───── DATA TO USE ─────

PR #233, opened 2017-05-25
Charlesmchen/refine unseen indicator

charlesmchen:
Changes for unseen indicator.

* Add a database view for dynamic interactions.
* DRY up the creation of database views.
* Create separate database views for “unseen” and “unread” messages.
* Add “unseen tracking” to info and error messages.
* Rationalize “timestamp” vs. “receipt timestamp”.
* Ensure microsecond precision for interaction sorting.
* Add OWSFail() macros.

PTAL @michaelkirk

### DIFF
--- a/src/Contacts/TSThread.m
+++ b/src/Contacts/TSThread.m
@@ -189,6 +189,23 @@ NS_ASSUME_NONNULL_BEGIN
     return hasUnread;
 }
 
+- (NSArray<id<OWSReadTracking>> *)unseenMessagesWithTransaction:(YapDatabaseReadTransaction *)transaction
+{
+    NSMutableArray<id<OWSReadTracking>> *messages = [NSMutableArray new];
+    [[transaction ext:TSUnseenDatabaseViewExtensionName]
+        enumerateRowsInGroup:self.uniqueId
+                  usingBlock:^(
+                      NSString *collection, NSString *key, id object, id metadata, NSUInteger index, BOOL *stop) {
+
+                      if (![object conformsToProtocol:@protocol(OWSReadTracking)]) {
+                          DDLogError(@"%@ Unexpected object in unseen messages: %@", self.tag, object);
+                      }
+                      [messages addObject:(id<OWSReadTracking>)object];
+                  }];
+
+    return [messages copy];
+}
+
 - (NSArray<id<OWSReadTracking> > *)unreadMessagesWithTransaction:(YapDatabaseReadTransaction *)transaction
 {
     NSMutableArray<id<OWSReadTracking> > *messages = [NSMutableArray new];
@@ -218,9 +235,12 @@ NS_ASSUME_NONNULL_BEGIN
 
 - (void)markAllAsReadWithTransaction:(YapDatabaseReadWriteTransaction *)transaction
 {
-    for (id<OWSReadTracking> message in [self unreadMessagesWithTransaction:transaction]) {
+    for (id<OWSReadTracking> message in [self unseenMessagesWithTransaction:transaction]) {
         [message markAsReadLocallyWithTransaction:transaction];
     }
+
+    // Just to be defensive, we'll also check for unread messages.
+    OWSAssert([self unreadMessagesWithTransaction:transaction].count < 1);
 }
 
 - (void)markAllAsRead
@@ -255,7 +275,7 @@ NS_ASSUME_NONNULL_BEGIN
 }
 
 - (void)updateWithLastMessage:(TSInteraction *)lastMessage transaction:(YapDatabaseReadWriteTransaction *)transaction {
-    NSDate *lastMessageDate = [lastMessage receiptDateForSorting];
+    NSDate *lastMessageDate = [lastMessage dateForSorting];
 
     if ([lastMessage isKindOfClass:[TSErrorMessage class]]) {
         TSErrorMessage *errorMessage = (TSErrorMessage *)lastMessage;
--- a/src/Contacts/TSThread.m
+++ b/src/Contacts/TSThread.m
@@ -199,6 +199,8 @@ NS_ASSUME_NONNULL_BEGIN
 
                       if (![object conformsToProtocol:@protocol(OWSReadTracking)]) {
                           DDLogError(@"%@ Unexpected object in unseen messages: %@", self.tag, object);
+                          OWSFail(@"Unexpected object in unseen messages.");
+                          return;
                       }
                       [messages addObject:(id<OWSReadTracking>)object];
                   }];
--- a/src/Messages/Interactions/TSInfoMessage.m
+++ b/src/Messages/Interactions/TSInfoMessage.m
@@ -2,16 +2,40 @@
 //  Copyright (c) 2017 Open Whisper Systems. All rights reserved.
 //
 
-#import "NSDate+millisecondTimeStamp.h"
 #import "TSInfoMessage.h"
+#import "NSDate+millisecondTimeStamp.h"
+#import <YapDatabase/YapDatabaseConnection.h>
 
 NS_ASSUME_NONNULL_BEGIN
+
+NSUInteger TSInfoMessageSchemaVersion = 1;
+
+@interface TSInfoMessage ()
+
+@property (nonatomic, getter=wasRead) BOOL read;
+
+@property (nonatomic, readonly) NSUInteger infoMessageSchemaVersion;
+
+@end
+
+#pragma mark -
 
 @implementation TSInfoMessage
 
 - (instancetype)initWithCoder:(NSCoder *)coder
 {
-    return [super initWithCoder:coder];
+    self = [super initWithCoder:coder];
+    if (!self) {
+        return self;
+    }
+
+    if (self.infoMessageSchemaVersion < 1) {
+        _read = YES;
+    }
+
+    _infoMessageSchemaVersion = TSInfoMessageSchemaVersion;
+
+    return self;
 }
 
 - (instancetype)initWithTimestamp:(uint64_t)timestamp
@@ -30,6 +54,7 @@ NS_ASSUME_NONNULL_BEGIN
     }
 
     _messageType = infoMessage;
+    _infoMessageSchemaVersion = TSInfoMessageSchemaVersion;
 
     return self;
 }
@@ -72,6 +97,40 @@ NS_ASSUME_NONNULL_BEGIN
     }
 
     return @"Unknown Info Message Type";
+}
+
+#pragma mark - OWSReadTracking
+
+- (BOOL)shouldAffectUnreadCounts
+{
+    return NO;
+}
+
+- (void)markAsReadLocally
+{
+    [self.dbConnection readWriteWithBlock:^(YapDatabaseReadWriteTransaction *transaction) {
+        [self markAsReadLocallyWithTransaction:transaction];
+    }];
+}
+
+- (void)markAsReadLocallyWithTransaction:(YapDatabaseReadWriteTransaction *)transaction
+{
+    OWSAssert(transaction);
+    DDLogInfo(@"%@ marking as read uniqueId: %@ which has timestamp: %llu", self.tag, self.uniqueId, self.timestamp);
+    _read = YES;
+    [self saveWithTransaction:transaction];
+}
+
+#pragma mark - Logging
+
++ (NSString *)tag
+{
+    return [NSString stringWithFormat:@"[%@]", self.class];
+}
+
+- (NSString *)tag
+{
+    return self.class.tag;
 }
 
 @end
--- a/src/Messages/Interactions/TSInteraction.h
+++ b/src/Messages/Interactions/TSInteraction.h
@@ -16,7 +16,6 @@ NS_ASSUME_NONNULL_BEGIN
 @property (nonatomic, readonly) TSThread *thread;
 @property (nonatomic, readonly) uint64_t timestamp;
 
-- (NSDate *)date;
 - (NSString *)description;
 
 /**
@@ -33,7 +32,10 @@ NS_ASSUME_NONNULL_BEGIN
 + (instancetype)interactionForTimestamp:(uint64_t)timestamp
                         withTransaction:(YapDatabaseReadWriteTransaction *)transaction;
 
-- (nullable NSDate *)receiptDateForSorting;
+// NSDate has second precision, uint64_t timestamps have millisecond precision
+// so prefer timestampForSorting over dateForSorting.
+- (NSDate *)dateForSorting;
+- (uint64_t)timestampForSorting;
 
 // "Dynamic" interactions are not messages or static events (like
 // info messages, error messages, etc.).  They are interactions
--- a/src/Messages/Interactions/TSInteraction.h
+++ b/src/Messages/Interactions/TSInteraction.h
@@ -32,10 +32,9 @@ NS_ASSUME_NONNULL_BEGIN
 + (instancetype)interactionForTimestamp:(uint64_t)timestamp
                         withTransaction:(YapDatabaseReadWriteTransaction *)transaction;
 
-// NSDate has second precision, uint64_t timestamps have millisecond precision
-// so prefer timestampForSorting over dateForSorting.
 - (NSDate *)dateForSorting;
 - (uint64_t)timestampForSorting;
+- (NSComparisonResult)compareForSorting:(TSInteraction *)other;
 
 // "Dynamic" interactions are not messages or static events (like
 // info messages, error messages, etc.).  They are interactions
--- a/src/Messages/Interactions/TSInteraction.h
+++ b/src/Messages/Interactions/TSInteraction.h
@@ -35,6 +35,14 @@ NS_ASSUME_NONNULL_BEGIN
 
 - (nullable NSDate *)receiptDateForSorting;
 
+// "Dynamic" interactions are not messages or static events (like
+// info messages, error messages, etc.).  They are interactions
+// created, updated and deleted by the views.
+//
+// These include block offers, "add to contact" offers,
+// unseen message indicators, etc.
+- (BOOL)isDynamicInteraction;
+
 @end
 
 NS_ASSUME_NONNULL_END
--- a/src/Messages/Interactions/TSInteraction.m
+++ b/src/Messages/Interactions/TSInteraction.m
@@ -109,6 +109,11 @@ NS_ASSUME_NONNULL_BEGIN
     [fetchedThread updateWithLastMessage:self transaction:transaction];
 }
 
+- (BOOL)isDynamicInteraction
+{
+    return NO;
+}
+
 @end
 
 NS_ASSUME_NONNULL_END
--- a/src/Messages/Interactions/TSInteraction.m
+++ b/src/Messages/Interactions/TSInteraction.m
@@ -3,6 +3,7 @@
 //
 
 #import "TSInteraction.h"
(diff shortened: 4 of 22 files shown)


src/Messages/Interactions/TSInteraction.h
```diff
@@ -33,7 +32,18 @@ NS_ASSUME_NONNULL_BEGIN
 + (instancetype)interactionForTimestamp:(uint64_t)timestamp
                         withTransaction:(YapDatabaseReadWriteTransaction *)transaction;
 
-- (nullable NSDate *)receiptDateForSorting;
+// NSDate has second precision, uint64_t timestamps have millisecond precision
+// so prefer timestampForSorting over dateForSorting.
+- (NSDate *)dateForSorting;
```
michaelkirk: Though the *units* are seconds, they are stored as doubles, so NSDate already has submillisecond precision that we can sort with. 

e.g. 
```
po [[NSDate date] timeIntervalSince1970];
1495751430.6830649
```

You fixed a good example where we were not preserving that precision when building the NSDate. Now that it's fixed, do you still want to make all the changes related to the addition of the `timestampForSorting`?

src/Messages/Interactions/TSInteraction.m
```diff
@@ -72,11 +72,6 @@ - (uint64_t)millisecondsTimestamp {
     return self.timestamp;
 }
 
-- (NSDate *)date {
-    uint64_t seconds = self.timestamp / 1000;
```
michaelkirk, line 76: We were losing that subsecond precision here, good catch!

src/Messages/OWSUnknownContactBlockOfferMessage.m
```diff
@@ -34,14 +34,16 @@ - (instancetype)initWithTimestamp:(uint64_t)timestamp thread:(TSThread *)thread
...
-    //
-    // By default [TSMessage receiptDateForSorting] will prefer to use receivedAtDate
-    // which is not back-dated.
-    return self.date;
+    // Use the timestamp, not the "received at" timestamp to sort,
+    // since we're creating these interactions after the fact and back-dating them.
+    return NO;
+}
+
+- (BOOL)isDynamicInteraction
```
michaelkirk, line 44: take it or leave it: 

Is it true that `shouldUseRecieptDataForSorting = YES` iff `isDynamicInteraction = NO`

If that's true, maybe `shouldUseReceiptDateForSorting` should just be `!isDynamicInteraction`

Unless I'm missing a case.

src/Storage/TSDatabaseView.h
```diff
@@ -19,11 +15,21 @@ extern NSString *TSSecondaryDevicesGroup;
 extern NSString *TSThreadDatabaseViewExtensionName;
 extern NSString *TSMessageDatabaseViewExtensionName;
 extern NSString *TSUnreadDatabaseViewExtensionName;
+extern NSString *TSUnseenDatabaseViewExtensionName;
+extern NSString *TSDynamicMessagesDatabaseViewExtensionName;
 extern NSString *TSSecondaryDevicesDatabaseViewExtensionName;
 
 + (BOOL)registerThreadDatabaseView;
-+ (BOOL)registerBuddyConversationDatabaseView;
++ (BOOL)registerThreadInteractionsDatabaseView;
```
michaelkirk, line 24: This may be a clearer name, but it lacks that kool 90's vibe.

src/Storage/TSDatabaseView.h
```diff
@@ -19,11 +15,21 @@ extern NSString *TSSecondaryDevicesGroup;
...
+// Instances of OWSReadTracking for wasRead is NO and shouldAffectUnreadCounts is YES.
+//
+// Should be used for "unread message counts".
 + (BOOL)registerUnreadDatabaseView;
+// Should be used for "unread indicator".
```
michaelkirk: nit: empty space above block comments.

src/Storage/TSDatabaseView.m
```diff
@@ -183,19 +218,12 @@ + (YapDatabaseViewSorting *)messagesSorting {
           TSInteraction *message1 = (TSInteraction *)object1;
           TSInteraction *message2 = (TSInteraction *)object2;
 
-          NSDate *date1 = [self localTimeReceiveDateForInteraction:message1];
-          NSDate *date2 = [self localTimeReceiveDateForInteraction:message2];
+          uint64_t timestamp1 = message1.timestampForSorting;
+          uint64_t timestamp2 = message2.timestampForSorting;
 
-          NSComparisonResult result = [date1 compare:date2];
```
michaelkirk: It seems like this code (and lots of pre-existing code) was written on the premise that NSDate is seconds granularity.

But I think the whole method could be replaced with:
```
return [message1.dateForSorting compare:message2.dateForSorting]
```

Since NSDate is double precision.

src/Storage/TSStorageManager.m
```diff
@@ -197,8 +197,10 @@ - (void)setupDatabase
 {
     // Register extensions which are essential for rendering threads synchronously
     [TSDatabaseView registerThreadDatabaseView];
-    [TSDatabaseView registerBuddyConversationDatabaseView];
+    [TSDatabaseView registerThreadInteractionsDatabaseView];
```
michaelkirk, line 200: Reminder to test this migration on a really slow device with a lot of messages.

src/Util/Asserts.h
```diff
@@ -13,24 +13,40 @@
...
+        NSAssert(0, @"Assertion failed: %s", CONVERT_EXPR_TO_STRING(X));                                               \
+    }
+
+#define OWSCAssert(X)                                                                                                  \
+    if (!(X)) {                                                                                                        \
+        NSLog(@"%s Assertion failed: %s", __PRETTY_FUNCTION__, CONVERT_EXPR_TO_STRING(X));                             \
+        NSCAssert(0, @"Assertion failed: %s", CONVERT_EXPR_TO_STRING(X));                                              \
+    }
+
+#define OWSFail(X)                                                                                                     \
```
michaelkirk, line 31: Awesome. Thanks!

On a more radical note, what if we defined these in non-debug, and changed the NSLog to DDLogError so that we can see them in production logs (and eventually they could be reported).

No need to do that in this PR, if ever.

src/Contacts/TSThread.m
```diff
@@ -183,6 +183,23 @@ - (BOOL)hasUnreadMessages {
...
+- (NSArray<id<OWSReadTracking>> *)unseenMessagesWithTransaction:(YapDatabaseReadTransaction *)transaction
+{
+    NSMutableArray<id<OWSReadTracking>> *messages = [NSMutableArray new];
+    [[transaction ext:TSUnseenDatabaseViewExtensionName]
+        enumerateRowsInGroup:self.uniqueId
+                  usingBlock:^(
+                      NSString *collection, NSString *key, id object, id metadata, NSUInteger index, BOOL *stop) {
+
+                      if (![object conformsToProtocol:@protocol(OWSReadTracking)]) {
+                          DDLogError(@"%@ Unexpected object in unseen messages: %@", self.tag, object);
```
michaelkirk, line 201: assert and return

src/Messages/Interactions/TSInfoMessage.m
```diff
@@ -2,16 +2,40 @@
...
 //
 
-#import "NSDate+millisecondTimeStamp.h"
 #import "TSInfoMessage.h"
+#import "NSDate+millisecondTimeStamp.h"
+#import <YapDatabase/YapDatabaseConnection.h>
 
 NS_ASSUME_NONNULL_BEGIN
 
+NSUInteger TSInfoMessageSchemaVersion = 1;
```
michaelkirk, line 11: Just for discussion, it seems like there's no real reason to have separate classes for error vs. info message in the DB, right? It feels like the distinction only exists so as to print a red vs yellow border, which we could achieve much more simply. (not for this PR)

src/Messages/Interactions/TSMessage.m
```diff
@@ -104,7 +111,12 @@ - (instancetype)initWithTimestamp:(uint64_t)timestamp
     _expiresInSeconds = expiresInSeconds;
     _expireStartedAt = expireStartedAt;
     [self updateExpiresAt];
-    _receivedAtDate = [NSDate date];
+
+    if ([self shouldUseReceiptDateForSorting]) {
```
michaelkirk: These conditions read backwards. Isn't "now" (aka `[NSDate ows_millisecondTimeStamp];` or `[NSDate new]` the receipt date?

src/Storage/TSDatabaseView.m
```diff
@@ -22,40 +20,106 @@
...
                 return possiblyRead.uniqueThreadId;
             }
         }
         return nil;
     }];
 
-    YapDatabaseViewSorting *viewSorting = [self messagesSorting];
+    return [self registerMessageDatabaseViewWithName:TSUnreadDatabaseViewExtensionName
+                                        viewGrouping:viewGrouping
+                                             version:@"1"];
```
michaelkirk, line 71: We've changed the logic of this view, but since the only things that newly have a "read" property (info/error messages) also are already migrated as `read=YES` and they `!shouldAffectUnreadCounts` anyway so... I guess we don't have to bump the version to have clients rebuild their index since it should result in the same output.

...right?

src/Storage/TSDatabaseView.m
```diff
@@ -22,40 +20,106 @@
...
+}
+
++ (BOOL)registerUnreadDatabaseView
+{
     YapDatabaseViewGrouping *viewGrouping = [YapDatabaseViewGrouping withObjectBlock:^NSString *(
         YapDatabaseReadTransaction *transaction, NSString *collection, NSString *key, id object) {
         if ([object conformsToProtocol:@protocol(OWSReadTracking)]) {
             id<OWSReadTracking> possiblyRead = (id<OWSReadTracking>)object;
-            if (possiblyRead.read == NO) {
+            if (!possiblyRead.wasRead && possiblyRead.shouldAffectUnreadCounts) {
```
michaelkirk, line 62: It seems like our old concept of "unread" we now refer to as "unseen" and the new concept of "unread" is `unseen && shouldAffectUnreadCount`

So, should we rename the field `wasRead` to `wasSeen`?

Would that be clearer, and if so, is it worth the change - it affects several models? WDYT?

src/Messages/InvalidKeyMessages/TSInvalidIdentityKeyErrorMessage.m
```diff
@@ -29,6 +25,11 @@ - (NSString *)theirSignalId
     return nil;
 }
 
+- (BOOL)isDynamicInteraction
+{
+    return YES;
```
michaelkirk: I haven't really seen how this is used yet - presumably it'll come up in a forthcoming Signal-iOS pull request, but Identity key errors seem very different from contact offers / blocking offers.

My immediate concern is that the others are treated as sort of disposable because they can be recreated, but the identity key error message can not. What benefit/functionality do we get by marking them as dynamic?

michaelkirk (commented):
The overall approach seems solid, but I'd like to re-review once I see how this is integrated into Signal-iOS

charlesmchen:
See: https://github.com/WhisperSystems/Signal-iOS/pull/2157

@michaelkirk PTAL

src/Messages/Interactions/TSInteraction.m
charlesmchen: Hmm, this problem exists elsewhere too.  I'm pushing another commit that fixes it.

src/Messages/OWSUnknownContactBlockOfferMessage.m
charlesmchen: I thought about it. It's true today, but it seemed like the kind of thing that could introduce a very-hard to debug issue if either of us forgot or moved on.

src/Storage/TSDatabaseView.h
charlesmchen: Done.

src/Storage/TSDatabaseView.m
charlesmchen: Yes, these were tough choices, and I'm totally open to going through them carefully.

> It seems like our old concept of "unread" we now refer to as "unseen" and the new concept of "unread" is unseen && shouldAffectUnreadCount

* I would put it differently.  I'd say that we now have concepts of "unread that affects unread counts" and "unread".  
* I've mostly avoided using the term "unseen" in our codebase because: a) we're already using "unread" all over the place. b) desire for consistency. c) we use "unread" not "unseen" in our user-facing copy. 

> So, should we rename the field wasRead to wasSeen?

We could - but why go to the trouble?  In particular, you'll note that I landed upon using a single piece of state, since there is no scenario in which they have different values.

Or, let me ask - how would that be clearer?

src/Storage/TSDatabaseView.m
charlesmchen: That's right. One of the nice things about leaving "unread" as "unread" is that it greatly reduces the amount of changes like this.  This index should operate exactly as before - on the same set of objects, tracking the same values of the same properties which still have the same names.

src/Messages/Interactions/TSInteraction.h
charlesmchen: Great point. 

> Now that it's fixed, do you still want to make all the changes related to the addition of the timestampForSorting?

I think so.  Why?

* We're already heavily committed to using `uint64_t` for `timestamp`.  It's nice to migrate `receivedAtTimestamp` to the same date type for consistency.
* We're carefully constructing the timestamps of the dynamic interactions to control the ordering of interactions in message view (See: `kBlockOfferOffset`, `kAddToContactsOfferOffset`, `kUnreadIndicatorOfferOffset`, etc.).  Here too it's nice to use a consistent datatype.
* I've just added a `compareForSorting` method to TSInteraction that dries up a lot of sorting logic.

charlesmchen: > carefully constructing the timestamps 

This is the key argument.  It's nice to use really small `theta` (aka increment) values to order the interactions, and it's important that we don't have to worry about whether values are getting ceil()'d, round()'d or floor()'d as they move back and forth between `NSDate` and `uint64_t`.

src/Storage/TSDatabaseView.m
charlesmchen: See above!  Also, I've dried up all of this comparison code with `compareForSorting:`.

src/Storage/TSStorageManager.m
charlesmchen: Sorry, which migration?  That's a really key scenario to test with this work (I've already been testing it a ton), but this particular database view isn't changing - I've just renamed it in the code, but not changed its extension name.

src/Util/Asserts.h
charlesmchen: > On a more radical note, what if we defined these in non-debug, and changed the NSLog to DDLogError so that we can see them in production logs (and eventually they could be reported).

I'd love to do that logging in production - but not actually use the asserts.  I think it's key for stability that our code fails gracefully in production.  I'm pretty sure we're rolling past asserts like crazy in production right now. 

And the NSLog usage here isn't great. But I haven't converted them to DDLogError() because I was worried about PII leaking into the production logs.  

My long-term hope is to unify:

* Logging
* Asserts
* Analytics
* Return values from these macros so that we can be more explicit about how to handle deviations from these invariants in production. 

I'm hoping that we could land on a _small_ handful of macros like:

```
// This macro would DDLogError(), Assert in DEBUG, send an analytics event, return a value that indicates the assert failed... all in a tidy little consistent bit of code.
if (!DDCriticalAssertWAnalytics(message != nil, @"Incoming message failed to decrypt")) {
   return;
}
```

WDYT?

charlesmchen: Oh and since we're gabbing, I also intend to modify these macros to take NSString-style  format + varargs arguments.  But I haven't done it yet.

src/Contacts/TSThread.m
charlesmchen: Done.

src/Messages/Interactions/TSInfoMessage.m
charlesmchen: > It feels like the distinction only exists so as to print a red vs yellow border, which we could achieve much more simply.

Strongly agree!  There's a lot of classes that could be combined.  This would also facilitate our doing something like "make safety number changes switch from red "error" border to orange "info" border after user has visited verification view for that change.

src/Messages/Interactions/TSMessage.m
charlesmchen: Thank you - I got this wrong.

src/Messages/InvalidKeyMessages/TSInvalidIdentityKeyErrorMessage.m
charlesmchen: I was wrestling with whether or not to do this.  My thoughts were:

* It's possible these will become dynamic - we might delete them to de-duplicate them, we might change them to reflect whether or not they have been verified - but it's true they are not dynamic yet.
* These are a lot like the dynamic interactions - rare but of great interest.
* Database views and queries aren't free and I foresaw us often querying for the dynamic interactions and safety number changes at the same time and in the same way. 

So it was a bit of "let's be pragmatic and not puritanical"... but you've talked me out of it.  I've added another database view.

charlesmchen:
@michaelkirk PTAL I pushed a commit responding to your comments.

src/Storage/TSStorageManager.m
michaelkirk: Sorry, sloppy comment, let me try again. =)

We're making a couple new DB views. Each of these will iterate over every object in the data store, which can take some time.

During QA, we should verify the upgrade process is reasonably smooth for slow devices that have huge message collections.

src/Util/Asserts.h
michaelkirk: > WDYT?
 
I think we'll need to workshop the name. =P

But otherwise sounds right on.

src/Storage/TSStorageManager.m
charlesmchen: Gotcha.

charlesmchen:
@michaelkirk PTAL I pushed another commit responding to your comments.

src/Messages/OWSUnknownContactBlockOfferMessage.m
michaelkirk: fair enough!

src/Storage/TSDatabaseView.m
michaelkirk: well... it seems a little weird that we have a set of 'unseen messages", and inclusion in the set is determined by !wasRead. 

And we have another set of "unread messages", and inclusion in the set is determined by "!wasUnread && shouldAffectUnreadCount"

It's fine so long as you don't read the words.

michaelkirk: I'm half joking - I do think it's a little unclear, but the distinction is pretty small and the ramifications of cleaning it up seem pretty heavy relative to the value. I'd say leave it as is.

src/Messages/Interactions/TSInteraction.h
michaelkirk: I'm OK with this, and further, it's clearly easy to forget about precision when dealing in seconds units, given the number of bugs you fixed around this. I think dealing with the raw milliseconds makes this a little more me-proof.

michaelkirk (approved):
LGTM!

─────

WORK TASK »
Filter the data above down to lines with the word "achieve", and copy them.

EXERCISE RESPONSE »
michaelkirk, line 11: Just for discussion, it seems like there's no real reason to have separate classes for error vs. info message in the DB, right? It feels like the distinction only exists so as to print a red vs yellow border, which we could achieve much more simply. (not for this PR)
charlesmchen: > It feels like the distinction only exists so as to print a red vs yellow border, which we could achieve much more simply.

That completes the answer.